Exercise objective: Would you reproduce all of the entries below, character for character?

Extracted data:
PR #327, opened 2020-03-20
Update example pyproject.toml, fix requires-python (fixes #326)

### LINKED ISSUE #326: Example pyproject.toml is invalid
https://github.com/takluyver/flit/blob/f8afe15b183c03c3dd091ebb4825af7944753b5b/doc/pyproject_toml.rst#L111-L134

Using the provided example, running `flit install` produces the error:
```
Invalid requires-python: '3'.                E-flit.validate
Invalid config values (see log)
```

The example is now quite outdated from Flit's `pyproject.toml`. We can resync it, although it may get out of date again in the future. The actual error can be resolved by updating the `requires-python` to `>= 3`.

Edward-Knight:
Closes #326

### DIFF
--- a/doc/pyproject_toml.rst
+++ b/doc/pyproject_toml.rst
@@ -118,12 +118,13 @@ Here's the full metadata section from flit itself:
     author-email="thomas@kluyver.me.uk"
     home-page="https://github.com/takluyver/flit"
     requires=[
+        "flit_core>=2.2.0",
         "requests",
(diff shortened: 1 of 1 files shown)


takluyver:
Thanks for catching this. Longer term, I may use another project's `pyproject.toml` as an example to simplify things, but it's good to have it actually valid in the meantime. :-)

Answer to this task:
PR #327, opened 2020-03-20
Update example pyproject.toml, fix requires-python (fixes #326)

### LINKED ISSUE #326: Example pyproject.toml is invalid
https://github.com/takluyver/flit/blob/f8afe15b183c03c3dd091ebb4825af7944753b5b/doc/pyproject_toml.rst#L111-L134

Using the provided example, running `flit install` produces the error:
```
Invalid requires-python: '3'.                E-flit.validate
Invalid config values (see log)
```

The example is now quite outdated from Flit's `pyproject.toml`. We can resync it, although it may get out of date again in the future. The actual error can be resolved by updating the `requires-python` to `>= 3`.

Edward-Knight:
Closes #326

### DIFF
--- a/doc/pyproject_toml.rst
+++ b/doc/pyproject_toml.rst
@@ -118,12 +118,13 @@ Here's the full metadata section from flit itself:
     author-email="thomas@kluyver.me.uk"
     home-page="https://github.com/takluyver/flit"
     requires=[
+        "flit_core>=2.2.0",
         "requests",
(diff shortened: 1 of 1 files shown)


takluyver:
Thanks for catching this. Longer term, I may use another project's `pyproject.toml` as an example to simplify things, but it's good to have it actually valid in the meantime. :-)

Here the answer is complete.